Across the records below, count the lines that contain "present" and write down only the count.

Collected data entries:
##############################
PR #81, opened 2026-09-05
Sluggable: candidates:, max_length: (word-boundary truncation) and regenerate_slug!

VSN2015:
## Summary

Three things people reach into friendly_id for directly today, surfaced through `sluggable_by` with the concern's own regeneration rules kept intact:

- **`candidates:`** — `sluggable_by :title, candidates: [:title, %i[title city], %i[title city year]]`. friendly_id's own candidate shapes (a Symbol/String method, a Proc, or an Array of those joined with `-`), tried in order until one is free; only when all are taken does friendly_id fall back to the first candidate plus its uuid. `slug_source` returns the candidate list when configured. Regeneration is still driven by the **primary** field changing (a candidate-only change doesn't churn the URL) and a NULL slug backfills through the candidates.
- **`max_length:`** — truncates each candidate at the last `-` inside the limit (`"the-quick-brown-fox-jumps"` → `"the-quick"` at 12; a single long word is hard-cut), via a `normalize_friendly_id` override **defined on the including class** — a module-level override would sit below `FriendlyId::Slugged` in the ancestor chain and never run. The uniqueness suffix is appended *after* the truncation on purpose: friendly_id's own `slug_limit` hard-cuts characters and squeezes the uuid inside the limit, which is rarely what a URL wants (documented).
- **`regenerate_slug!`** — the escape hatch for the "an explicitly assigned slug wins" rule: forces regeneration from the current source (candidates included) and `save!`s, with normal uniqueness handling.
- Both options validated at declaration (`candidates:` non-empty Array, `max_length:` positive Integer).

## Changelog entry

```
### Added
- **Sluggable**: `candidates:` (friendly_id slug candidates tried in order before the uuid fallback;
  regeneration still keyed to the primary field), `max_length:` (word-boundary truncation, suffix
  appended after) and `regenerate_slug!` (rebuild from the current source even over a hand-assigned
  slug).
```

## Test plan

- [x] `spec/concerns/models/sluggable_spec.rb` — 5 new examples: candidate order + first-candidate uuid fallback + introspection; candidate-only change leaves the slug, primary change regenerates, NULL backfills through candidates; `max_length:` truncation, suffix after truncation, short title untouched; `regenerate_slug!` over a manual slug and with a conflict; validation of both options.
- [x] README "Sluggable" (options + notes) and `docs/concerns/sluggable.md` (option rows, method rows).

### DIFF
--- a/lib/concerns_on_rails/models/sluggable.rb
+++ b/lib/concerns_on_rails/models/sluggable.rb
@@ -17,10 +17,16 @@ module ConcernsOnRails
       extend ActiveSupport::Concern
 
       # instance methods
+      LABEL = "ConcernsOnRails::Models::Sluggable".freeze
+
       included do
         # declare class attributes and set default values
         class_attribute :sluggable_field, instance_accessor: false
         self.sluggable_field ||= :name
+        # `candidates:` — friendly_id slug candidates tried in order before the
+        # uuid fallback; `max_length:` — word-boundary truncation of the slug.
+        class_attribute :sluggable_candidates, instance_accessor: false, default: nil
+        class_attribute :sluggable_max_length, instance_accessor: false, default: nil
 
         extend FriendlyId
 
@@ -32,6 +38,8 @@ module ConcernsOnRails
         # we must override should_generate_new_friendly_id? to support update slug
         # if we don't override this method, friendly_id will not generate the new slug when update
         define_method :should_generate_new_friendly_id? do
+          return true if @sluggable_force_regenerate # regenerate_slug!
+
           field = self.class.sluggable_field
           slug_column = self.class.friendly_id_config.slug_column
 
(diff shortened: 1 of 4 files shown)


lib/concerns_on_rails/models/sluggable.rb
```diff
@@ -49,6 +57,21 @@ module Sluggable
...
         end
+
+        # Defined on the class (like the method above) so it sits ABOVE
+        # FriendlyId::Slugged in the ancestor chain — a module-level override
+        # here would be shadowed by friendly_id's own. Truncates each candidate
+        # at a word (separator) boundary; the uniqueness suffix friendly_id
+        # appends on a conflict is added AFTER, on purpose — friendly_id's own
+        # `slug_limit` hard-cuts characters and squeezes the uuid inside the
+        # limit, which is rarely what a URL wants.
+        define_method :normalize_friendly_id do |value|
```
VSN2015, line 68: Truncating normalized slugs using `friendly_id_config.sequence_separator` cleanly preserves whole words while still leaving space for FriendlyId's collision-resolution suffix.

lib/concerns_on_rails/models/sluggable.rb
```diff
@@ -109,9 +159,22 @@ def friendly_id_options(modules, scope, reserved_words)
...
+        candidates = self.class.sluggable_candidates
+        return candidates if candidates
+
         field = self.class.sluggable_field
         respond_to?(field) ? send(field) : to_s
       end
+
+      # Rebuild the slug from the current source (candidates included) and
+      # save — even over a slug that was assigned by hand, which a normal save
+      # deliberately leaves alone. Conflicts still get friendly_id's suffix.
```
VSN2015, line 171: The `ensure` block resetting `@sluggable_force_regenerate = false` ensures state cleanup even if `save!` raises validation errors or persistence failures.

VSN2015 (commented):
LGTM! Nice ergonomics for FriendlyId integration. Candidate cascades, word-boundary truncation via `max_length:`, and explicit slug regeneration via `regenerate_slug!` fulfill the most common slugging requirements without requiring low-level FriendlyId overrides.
##############################
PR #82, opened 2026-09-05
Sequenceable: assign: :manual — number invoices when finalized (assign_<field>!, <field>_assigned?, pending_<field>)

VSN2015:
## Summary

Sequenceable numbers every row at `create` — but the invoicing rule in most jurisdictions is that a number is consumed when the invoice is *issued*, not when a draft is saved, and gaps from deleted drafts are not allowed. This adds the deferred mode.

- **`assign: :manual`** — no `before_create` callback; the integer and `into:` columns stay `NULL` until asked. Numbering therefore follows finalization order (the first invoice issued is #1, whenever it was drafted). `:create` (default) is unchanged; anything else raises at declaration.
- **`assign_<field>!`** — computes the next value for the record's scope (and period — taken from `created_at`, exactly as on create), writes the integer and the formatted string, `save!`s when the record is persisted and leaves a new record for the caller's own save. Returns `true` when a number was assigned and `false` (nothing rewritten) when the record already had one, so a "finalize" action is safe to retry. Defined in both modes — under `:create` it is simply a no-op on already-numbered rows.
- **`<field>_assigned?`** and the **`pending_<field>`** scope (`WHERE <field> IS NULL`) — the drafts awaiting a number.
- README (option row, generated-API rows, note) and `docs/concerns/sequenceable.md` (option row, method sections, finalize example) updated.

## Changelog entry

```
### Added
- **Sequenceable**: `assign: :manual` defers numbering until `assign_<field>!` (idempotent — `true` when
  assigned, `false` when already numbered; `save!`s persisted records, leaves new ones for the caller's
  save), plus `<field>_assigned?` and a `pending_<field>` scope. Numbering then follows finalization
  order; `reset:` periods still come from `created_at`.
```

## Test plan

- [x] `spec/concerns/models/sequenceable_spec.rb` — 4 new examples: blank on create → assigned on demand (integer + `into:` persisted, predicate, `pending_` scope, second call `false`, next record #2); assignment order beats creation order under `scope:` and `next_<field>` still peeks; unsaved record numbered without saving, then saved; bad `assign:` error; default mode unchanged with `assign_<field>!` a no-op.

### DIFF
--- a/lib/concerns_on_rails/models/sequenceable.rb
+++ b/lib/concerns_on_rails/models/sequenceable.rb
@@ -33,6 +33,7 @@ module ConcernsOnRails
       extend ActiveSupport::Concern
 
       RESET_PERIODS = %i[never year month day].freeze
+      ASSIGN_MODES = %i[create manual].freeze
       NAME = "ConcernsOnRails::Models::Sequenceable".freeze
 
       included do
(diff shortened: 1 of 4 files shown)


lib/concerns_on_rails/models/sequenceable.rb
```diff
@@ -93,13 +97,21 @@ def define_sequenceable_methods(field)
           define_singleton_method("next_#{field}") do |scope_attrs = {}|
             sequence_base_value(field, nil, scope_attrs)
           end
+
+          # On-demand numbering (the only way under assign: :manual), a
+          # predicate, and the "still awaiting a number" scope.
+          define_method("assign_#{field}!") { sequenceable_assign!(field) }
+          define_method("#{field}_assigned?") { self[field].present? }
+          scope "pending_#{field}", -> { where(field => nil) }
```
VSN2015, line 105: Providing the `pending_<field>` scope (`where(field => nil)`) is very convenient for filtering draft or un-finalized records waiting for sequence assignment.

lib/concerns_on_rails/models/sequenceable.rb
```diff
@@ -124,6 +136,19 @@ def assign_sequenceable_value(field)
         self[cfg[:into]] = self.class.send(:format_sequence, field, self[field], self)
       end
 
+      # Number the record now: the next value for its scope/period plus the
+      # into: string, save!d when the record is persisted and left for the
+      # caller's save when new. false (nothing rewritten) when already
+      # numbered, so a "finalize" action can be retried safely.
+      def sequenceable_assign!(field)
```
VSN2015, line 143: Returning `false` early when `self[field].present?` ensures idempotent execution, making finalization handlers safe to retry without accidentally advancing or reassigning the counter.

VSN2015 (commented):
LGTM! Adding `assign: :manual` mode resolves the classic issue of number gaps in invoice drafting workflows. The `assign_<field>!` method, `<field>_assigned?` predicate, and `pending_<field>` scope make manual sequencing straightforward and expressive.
##############################
*FINISHED EXERCISE*: 2